* [Work item]
Report every line of the listing below in which the string "merging" appears.

* [Input]
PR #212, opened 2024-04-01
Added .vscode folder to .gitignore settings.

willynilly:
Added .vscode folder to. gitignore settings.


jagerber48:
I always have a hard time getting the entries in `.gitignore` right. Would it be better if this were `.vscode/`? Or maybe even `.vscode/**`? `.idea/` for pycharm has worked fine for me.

* * *

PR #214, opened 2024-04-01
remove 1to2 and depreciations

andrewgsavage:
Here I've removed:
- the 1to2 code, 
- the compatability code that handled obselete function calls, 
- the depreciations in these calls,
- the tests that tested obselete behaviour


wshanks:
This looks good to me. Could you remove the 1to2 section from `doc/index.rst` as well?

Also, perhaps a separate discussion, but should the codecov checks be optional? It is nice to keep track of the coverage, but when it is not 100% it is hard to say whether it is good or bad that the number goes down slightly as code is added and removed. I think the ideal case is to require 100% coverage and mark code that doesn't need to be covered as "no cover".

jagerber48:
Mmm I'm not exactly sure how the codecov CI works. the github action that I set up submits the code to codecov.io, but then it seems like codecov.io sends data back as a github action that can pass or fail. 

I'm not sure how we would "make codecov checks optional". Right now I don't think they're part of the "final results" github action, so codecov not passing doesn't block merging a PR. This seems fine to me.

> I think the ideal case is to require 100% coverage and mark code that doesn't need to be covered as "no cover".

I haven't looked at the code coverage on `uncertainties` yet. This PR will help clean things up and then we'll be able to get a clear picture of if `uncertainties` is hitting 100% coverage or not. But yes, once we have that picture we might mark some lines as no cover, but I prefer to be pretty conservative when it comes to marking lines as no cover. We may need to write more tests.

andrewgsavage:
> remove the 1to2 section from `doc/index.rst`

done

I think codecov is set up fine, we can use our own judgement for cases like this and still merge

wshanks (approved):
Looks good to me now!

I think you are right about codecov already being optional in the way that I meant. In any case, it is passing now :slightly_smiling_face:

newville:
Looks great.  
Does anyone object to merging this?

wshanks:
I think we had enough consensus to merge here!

* [Finished exercise]
I'm not sure how we would "make codecov checks optional". Right now I don't think they're part of the "final results" github action, so codecov not passing doesn't block merging a PR. This seems fine to me.
Does anyone object to merging this?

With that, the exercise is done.